Start of Extracted data
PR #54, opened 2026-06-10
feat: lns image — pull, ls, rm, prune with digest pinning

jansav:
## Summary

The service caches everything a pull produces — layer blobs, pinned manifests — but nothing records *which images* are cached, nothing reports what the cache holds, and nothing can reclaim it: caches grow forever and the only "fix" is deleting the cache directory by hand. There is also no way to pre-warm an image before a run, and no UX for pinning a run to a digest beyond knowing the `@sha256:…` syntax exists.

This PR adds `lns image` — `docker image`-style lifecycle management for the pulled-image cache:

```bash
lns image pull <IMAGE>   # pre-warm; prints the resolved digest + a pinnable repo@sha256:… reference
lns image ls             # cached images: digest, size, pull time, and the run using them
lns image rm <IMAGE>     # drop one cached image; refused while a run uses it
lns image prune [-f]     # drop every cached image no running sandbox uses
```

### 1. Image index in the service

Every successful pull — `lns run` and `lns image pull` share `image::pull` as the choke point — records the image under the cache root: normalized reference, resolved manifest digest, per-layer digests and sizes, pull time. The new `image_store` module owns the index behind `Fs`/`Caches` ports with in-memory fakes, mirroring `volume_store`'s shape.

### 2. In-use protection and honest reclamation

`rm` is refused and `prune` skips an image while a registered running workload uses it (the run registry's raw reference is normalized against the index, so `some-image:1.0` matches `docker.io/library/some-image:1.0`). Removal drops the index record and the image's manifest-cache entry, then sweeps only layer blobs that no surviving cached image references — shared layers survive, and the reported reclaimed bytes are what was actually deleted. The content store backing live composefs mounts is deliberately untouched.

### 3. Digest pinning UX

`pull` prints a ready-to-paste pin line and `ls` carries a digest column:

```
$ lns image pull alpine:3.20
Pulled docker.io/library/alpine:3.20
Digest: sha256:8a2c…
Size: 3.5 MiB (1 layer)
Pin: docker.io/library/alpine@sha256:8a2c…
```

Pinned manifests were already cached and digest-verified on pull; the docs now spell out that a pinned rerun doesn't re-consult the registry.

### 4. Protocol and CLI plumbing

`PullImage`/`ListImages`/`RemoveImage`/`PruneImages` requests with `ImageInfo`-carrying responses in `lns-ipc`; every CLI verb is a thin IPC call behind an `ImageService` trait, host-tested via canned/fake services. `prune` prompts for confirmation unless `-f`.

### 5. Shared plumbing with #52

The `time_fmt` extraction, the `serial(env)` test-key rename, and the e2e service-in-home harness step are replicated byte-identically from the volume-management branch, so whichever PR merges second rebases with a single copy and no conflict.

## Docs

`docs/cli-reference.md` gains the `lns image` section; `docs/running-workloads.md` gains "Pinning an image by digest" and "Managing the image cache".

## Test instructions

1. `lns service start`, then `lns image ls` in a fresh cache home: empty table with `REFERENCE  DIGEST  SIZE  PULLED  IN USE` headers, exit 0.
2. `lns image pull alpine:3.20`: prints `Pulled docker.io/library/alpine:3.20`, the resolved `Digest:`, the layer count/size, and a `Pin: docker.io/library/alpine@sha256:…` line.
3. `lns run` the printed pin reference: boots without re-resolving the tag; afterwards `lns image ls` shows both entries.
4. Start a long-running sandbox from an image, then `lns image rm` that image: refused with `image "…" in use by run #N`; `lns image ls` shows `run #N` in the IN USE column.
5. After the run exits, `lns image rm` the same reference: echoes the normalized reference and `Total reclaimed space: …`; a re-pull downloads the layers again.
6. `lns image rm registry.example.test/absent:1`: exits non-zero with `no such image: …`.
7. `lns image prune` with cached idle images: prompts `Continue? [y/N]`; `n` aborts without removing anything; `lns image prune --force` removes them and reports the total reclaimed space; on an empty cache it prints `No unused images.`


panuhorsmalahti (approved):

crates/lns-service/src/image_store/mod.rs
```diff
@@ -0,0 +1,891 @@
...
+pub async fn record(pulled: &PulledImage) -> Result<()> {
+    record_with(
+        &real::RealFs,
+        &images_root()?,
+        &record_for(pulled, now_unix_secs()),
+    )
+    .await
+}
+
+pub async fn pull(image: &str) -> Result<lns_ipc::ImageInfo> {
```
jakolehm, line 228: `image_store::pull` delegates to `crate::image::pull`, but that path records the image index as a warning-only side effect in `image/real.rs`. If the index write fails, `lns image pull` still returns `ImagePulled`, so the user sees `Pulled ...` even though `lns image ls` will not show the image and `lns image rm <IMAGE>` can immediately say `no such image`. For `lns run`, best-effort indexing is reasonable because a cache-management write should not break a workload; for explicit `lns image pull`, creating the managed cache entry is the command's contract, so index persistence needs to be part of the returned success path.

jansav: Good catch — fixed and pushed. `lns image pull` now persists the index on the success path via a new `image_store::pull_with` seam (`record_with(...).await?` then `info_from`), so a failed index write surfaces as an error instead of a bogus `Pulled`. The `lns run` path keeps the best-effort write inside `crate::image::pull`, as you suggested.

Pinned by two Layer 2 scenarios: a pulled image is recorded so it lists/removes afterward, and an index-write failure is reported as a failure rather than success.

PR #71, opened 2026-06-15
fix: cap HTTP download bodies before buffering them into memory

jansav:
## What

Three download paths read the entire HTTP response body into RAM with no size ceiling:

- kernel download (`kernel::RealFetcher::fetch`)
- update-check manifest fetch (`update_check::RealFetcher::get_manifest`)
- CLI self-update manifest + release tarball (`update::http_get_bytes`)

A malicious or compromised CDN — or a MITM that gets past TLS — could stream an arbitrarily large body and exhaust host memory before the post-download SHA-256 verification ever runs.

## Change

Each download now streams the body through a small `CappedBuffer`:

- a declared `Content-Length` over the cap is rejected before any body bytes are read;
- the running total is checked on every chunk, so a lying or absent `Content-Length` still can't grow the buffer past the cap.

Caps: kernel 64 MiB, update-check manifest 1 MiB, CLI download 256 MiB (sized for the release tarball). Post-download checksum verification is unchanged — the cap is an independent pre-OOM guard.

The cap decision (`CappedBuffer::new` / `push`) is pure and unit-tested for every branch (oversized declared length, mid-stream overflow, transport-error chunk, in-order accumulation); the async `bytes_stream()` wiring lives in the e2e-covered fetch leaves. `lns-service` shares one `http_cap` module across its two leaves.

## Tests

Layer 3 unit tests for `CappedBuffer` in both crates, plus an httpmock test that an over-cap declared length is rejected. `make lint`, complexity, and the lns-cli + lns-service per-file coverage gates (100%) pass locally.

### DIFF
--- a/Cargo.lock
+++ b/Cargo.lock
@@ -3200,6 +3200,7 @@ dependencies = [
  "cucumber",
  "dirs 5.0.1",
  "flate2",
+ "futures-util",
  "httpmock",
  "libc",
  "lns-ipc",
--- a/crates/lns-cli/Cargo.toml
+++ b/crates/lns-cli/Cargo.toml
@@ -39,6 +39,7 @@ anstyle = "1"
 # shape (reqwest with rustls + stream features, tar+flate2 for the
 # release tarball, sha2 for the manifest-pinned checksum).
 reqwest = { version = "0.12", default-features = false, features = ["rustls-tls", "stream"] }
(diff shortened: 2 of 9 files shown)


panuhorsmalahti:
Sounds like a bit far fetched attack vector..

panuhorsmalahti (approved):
End of Extracted data
Start of Extracted data
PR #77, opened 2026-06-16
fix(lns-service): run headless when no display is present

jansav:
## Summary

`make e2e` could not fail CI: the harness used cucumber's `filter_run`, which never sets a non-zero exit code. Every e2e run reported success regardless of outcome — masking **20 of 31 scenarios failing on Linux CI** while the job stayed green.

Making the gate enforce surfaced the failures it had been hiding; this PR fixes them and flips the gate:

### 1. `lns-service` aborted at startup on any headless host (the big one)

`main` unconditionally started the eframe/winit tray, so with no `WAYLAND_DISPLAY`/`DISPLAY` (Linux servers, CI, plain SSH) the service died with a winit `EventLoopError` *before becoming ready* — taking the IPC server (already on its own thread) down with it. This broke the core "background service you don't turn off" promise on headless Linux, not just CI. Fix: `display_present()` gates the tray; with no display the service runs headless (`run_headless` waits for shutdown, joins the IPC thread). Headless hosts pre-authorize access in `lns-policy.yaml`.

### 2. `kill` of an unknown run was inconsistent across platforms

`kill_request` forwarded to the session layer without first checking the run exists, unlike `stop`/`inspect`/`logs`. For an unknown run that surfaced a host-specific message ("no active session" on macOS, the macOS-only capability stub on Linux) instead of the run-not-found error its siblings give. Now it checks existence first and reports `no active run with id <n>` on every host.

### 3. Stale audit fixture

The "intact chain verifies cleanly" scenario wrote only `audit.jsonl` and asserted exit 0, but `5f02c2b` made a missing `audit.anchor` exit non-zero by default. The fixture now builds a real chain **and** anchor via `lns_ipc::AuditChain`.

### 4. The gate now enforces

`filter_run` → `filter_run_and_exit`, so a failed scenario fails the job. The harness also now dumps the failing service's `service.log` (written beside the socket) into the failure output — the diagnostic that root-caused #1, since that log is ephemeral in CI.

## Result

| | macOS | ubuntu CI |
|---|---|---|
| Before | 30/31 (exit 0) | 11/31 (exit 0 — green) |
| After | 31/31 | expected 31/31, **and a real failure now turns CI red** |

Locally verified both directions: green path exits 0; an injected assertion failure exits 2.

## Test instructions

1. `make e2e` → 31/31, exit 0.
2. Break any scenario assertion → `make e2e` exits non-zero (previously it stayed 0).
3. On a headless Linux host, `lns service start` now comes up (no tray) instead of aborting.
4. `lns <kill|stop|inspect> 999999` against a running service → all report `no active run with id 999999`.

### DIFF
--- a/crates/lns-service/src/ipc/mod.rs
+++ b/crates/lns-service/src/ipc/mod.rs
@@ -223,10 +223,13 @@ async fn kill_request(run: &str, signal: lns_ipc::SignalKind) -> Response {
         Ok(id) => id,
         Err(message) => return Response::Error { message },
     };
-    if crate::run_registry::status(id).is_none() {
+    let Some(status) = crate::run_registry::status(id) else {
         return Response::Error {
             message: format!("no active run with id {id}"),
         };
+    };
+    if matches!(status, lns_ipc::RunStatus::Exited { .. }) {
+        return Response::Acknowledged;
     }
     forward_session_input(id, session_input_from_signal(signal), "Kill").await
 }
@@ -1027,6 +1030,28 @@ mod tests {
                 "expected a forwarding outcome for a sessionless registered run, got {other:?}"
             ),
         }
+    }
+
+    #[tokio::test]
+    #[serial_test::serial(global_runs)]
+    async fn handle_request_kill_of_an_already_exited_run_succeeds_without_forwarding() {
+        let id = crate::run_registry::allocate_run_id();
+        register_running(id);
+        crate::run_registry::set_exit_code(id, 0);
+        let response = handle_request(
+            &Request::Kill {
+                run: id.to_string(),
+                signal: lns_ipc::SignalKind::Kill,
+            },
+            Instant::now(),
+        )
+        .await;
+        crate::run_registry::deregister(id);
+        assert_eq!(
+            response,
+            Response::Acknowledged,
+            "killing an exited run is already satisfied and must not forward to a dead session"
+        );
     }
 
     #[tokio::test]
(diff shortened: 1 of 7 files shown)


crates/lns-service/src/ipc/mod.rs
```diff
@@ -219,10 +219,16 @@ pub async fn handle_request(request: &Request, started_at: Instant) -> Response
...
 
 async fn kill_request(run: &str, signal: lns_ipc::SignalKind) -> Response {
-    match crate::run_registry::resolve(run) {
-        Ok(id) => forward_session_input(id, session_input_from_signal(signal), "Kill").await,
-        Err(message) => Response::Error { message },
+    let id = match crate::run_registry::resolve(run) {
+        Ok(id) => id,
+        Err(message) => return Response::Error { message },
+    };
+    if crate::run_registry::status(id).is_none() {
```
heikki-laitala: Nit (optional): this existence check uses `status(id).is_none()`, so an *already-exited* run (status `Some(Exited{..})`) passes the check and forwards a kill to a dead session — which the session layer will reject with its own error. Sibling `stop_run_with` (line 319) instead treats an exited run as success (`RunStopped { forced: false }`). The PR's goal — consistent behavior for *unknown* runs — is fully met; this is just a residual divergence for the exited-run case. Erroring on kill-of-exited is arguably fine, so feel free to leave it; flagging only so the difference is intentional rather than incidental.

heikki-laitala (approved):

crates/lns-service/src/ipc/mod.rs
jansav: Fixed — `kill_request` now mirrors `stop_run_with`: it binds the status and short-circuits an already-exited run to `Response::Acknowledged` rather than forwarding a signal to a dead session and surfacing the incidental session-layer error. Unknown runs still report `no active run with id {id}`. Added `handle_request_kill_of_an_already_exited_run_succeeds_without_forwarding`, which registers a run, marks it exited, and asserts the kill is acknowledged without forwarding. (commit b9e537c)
End of Extracted data
Task goal
Repeat word for word the lines above that run from the line containing "PR #54, opened 2026-06-10" through the line containing "### 1. Image index in the service", both ends included, and nothing else.

Written reply
PR #54, opened 2026-06-10
feat: lns image — pull, ls, rm, prune with digest pinning

jansav:
## Summary

The service caches everything a pull produces — layer blobs, pinned manifests — but nothing records *which images* are cached, nothing reports what the cache holds, and nothing can reclaim it: caches grow forever and the only "fix" is deleting the cache directory by hand. There is also no way to pre-warm an image before a run, and no UX for pinning a run to a digest beyond knowing the `@sha256:…` syntax exists.

This PR adds `lns image` — `docker image`-style lifecycle management for the pulled-image cache:

```bash
lns image pull <IMAGE>   # pre-warm; prints the resolved digest + a pinnable repo@sha256:… reference
lns image ls             # cached images: digest, size, pull time, and the run using them
lns image rm <IMAGE>     # drop one cached image; refused while a run uses it
lns image prune [-f]     # drop every cached image no running sandbox uses
```

### 1. Image index in the service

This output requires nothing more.